山口百恵(坤造/女、1959-01-17、日本東京)
1959-01-17は立春前のため、年柱は戊戌(1958戊戌年)を取ります。己亥ではありません。
| 年柱 | 月柱 | 日柱 |
|---|---|---|
| 戊戌 | 乙丑 | 己亥 |
日主己土、丑月(冬の土)生まれですが、年柱戊戌で土の勢いが強く、地支の戌には戊、丑には己が蔵され、土気が連なって一片となります——これは建祿格、身強の命です。建祿格の人の最大の特徴は「自力更生、基盤が深く、確固たる見解を持つ」ことで、一度決めたことは極めて動かしにくい。
三浦友和(乾造/男、1952-01-28、日本山梨)
1952-01-28も立春前のため、年柱は辛卯(1951辛卯年)を取ります。壬辰ではありません。
| 年柱 | 月柱 | 日柱 |
|---|---|---|
| 辛卯 | 辛丑 | 癸酉 |
日主癸水、丑月生まれ、年月に二つの辛金が並び、地支に酉金、丑中に辛が蔵され、金が水を生みます——金多く水旺、偏印格、身強。偏印格の人は通常內省的で、自分の精神世界を持ち、目立つことを好まず、家庭の背後で支えることに安らぎを覚えます。
表面的には「指標は高くない」
相性鑑定のいくつかのハード指標だけを見れば、このカップルのデータはかなり「素樸」です:
- ランク:中程度。 満點の最高ではありません。
- 日主己癸は相剋。 山口は己土、三浦は癸水、土が水を剋する——日主レベルでは相剋関係であり、相生や相合ではありません。
- 月幹乙辛は相剋。 山口は乙木、三浦は辛金、金が木を剋し、また一つの剋。
- 互いに配偶星ではない。 山口己土(女命)の夫星は木(甲乙の官殺)ですが、三浦は癸水であり、彼女の夫星ではありません。

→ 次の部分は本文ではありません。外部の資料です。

PR #206, opened 2017-07-17
Minor fixes (proposal)

kant:
### Why do we need this? 
just for the sake of semantics


johnduffell:
I'd merge it, but the build seems to be stuck so the merging is blocked, and it's not going to move the dials on anything, thanks anyway

PR #209, opened 2017-07-27
Send some /features traffic to lookup via Zuora

lmath:
Returns user attributes based on calls to Zuora on calls to /features some percentage of the time (that percentage is stored in a new dynamo table) 

([PR 205](https://github.com/guardian/members-data-api/pull/205) added a way to lookup a user's attributes by identityid just based on calls to Zuora)

### Why do we need this? 
By maintaining membership attribute data in dynamo, we 
* Need to maintain the data and ensure it is up to date (and staying up to date is currently dependent on the Salesforce hook)
* We will need to ensure that storing this data is compliant in the GDPR future

We are going to run a test where on calls to /features we gradually increase traffic that gets a user's attributes based on calls to Zuora. Once we know what percentage that is, we can have a better idea of the caching strategy to use. Perhaps we just use the fastly cache and when to invalidate it, or we'll need to decide on a new caching strategy that's easier to keep up to date. 

### The changes 
* There is a zuora lookup traffic percentage updated on a schedule (every 30 seconds) based on a value stored in a new MembershipFeatureToggles dynamo table. In this case, it stores the percentage of how much traffic should currently get attributes via calls to Zuora. If we will keep this table after the test, I will update the cloudformation.
* /features now determines where to get attributes from (MembershipAttributes table or Zuora) based on that percentage in the dynamo feature toggles table. 


paulbrown1982:
I'd consider just replacing the old lookup() (in the same position of the code to make the diff nice!) with the new lookupWithTest() implementation and provide a flag which forces the test to return false and use the touchpoint.attrService. That'll save the duplication of the `case Some(attrs @ Attributes(_, Some(tier), _, _, _, _, _))`code.

johnduffell:
in the "Why do we need this" section you wrote what the change actually is.  It would be useful to explain briefly why we're pursuing this course of action (i.e. not having to maintain the code to read/write dynamo, not having to control the data in gdpr future, easier invalidation, possibly just needing to purge the http cache instead of rewriting dynamo)  This will also help anyone looking at this in a couple of years when they're trying to understand the change.

membership-attribute-service/app/prodtest/Allocator.scala
```diff
@@ -0,0 +1,14 @@
+package prodtest
+
+class Allocator {
```
johnduffell: this doesn't need to be a class as it has no state, it can be an object

membership-attribute-service/app/prodtest/Allocator.scala
```diff
@@ -0,0 +1,14 @@
...
+
+  def isInTest(identityId: String, percentageInTest: Double): Boolean = {
+    if(percentageInTest > 0) {
```
johnduffell: I wouldn't bother checking that as it will work out later in the comparison...

membership-attribute-service/app/prodtest/Allocator.scala
```diff
@@ -0,0 +1,14 @@
...
+      val cleaned = identityId.replaceFirst("^0+", "").toInt
+      val index = cleaned % 100
+
+      index <= percentageInTest
```
johnduffell: ...however this should be < rather than <= (as `index` will be between 0-99 includive)

membership-attribute-service/app/controllers/AttributeController.scala
```diff
@@ -49,71 +48,89 @@ class AttributeController extends Controller with LoggingWithLogstashFields {
   lazy val authenticationService: AuthenticationService = IdentityAuthService
   lazy val metrics = Metrics("AttributesController")
 
+  private def lookup(endpointDescription: String, onSuccessMember: Attributes => Result, onSuccessMemberAndOrContributor: Attributes => Result, onNotFound: Result, doExperiment: Boolean) =
+  {
+    def pickAttributes(identityId: String, prodTest: Boolean)(implicit request: BackendRequest[AnyContent]) = {
```
johnduffell: since this is inside `lookup` we still have access to the `doExperiment` parameter, so no need to pass it in.  Although it doesn't apply, even if we needed to pass it it, I'd recommend keeping the name the same to avoid confusion.

membership-attribute-service/app/controllers/AttributeController.scala
```diff
@@ -49,71 +48,89 @@ class AttributeController extends Controller with LoggingWithLogstashFields {
...
+      prodTest match {
```
johnduffell: pattern match on a boolean is neater as an if (...)else statement
two nested pattern match on a boolean with the same false expression is an if (... && ...) else

membership-attribute-service/app/controllers/AttributeController.scala
```diff
@@ -49,71 +48,89 @@ class AttributeController extends Controller with LoggingWithLogstashFields {
...
+        case true =>
+          val percentageInTest = request.touchpoint.scheduledUpdateVariables.getPercentageTrafficForZuoraLookup
+          request.touchpoint.testAllocator.isInTest(identityId, percentageInTest) match {
+            case true =>
+              attributesFromZuora(identityId, request.touchpoint.zuoraRestService, request.touchpoint.subService)
```
johnduffell: we should probably have some logging to tell kibana which path we are following - if there's not already enough

membership-attribute-service/app/controllers/AttributeController.scala
```diff
@@ -49,71 +48,89 @@ class AttributeController extends Controller with LoggingWithLogstashFields {
...
+      import loghandling.StopWatch
+      val stopWatch = new StopWatch
 
-        maybeSubs map { subs =>
-          if (subs.isEmpty) \/.left(s"Error getting subscriptions for identityId $identityId") else \/.right(subs)
+      result.map { res: Disjunction[String, R] =>
+        val latency = stopWatch.elapsed
+        val customFields: List[LogField] = List("zuora_latency_millis" -> latency.toInt, "zuora_call" -> whichCall, "identityId" -> identityId)
+        res match {
+          case -\/(a) => logErrorWithCustomFields(s"$whichCall failed. Msg: ${a}", customFields)
```
johnduffell: look good with the logging, just be careful of logging error level as we can log PII to sentry by mistake (warn level only goes to kibana)

johnduffell: also I'm not sure if we need to deal with failed Future here or not?

membership-attribute-service/app/prodtest/VariablesUpdatedOnSchedule.scala
```diff
@@ -0,0 +1,33 @@
...
+import com.gu.memsub.util.ScheduledTask
+import com.typesafe.scalalogging.LazyLogging
+import services.ScanamoFeatureToggleService
+
+import scala.concurrent.ExecutionContext
+import scala.concurrent.duration.DurationInt
+
+class VariablesUpdatedOnSchedule(featureToggleService: ScanamoFeatureToggleService)(implicit ec: ExecutionContext, system: ActorSystem) extends LazyLogging {
+
+  private var percentageTrafficForZuoraLookup = 0
```
johnduffell: generally it's safe to assume that `var` should never be used in scala

membership-attribute-service/app/prodtest/VariablesUpdatedOnSchedule.scala
```diff
@@ -0,0 +1,33 @@
...
+        case None =>
+          logger.info("Tried to update the percentage of traffic to do lookups via zuora, but that feature was not " +
+            "found in the table. Setting traffic to 0%")
+          0
+      }
+
+    }
+  updateZuoraTrafficPercentageTask.start()
+
+  def getPercentageTrafficForZuoraLookup = percentageTrafficForZuoraLookup
```
johnduffell: there's an agent in the super class that keeps the value - an agent is a threadsafe way of maintaining a value (ebven though in reality there should be only one thread, and there's no dependency of the written value on the read/previous value. and int is fundementally atomic for reads and writes.

membership-attribute-service/app/prodtest/VariablesUpdatedOnSchedule.scala
johnduffell: that's a roundabout way of saying that there's usually another way to do it that doesn't involve mutable state.  But better to do your own reading about var in scala to make your own mind up!

lmath: It just wasn't obvious to me how to avoid a mutable variable once I needed a globally accessible value that changes on a schedule. 😅

membership-attribute-service/app/services/ScanamoFeatureToggleService.scala
```diff
@@ -0,0 +1,25 @@
...
+
+class ScanamoFeatureToggleService(client: AmazonDynamoDBAsyncClient, table: String) extends LazyLogging {
+
+  private val scanamo = Table[FeatureToggle](table)
+  def run[T] = ScanamoAsync.exec[T](client) _
+
+  def get(featureName: String): Future[Option[FeatureToggle]] =
+    run(scanamo.get('FeatureName -> featureName).map(_.flatMap {
+      _
+        .left.map(e => logger.warn(s"Scanamo error in get: ${DynamoReadError.describe(e)}", e))
```
johnduffell: I'd rather return the error in a left and let someone upstream log it, as this pattern is the root of a few problems we had in membership-common.  also we separate the error from its context, so we don't know what it was trying to do at the time, we have to find two warnings at a similar time in the logs

membership-attribute-service/conf/touchpoint.DEV.conf
```diff
@@ -2,6 +2,7 @@ touchpoint.backend.environments {
   DEV {
     dynamodb.table = MembershipAttributes-DEV
     behaviour.dynamodb.table = MembershipBehaviour-DEV
+    featureToggles.dynamodb.table = MembershipFeatureToggles-DEV
```
johnduffell: dynamodb is a nice way to do this as it's easy to edit in AWS console compared with S3.

membership-attribute-service/app/prodtest/VariablesUpdatedOnSchedule.scala
lmath: A rather fundamental piece of the puzzle I was entirely missing. Thank you!

membership-attribute-service/app/controllers/AttributeController.scala
```diff
@@ -49,71 +49,89 @@ class AttributeController extends Controller with LoggingWithLogstashFields {
   lazy val authenticationService: AuthenticationService = IdentityAuthService
   lazy val metrics = Metrics("AttributesController")
 
+  private def lookup(endpointDescription: String, onSuccessMember: Attributes => Result, onSuccessMemberAndOrContributor: Attributes => Result, onNotFound: Result, doExperiment: Boolean) =
+  {
+    def pickAttributes(identityId: String) (implicit request: BackendRequest[AnyContent]) = {
+      if(doExperiment){
```
johnduffell: change doExperiment to endpointEligibleForTest or similar

membership-attribute-service/app/controllers/AttributeController.scala
```diff
@@ -49,71 +49,89 @@ class AttributeController extends Controller with LoggingWithLogstashFields {
...
+      import loghandling.StopWatch
+      val stopWatch = new StopWatch
 
-        result.map { res: Disjunction[String, R] =>
-          val latency = stopWatch.elapsed
-          val customFields: List[LogField] = List("zuora_latency_millis" -> latency.toInt, "zuora_call" -> whichCall, "identityId" -> identityId)
-          res match {
-            case -\/(a) => logErrorWithCustomFields(s"$whichCall failed. Msg: ${a}", customFields)
-            case \/-(_) => logInfoWithCustomFields(s"$whichCall took ${latency}ms", customFields)
+      result.map { res: Disjunction[String, R] =>
```
johnduffell: I think this is existing code but normally I'd avoid using two synonyms in the same code for different variables.
in this case it could be 
```scala
futureResult.map { result: Disjunction[String, R] =>
```

membership-attribute-service/app/controllers/AttributeController.scala
```diff
@@ -49,71 +49,89 @@ class AttributeController extends Controller with LoggingWithLogstashFields {
...
+        val latency = stopWatch.elapsed
+        val customFields: List[LogField] = List("zuora_latency_millis" -> latency.toInt, "zuora_call" -> whichCall, "identityId" -> identityId)
+        res match {
+          case -\/(a) => {
```
johnduffell: `a` can be `message` or `error`

membership-attribute-service/app/prodtest/Allocator.scala
```diff
@@ -0,0 +1,12 @@
+package prodtest
+
+object Allocator {
+
+  def isInTest(identityId: String, percentageInTest: Double): Boolean = {
+    val cleaned = identityId.replaceFirst("^0+", "").toInt
```
johnduffell: can identityId ever be an invalid int? and if so will we end up with the correct response?

membership-attribute-service/app/prodtest/FeatureToggleDataUpdatedOnSchedule.scala
```diff
@@ -0,0 +1,38 @@
...
+           s"found in the table. Setting traffic to 0%. Error: $e")
+         updateZuoraTrafficPercentageTask.agent.alter(0)
+         0
+    }
+
+  }
+
+  updateZuoraTrafficPercentageTask.start()
+
+  def getPercentageTrafficForZuoraLookup = updateZuoraTrafficPercentageTask.agent.get()
```
johnduffell: I think scheduledtask itself has a .get method rather than having to get from the agent directly.  In fact FeatureToggleDataUpdatedOnSchedule doesn't really have any of its own state, so you could make it an object instead of a class, and just return the ScheduledTask to the caller rather than hiding it.  Then they can call get on the scheduled task themselves which will save on code a bit.

membership-attribute-service/app/components/TouchpointComponents.scala
```diff
@@ -63,6 +65,7 @@ class TouchpointComponents(stage: String)(implicit system: ActorSystem) {
   lazy val contactRepo = new SimpleContactRepository(tpConfig.salesforce, system.scheduler, Config.applicationName)
   lazy val attrService: AttributeService = new ScanamoAttributeService(new AmazonDynamoDBAsyncClient(com.gu.aws.CredentialsProvider).withRegion(Regions.EU_WEST_1), dynamoAttributesTable)
   lazy val behaviourService: BehaviourService = new ScanamoBehaviourService(new AmazonDynamoDBAsyncClient(com.gu.aws.CredentialsProvider).withRegion(Regions.EU_WEST_1), dynamoBehaviourTable)
+  lazy val featureToggleService: ScanamoFeatureToggleService = new ScanamoFeatureToggleService(new AmazonDynamoDBAsyncClient(com.gu.aws.CredentialsProvider).withRegion(Regions.EU_WEST_1), dynamoFeatureToggleTable)
```
johnduffell: really, the TouchpointComponents class is some kind of epic class of all knowledge about the world.  unfortunately this kind of omniscient class is a bit of an antipattern in java, and more so in scala, so ideally I'd like to avoid adding to it.  Basically everything depends on it, and it depends on everything.

In this specific case, the only thing that might have state (some kind of cached connection?) is the AmazonDynamoDBAsyncClient, so that's the only thing we need to maintain a reference to.  The rest can all be objects containing functions but no state, which are referenced directly when they are needed in the code.

johnduffell:
👍 go for it! looking forward to getting some results for this one! 🚀

PR #210, opened 2017-07-31
Add policy to access MembershipFeaturesToggles dynamo table

lmath:
### Why do we need this? 
In [PR 209 - send some traffic through Zuora](https://github.com/guardian/members-data-api/pull/209) we need to be able to get a percentage stored in the MembershipFeaturesToggles dynamo table to determine how much traffic to send via the Zuora lookup. But I did not include the cloudformation change to allow get from the MembershipFeaturesToggles table and so I'm doing that here.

三浦癸水(男命)の妻星は火(丙丁の財星)ですが、山口は己土であり、彼の妻星でもありません。二人とも相手の「配偶星」リストにいません。
言い換えれば、誰かが「相性評価表」を持って點數をつければ、このカップルはおそらく「まあまあ」のランクに分類されるでしょう。しかし現実は40年スキャンダルゼロの模範夫婦です。問題は——評価表が本當の鍵を計算に入れていなかったことです。
本當の安定の鍵:年支戌卯六合
このカップルの最も重要な絆は、年柱の地支にあります。山口の年支は戌、三浦の年支は卯、卯戌六合、火に化ける。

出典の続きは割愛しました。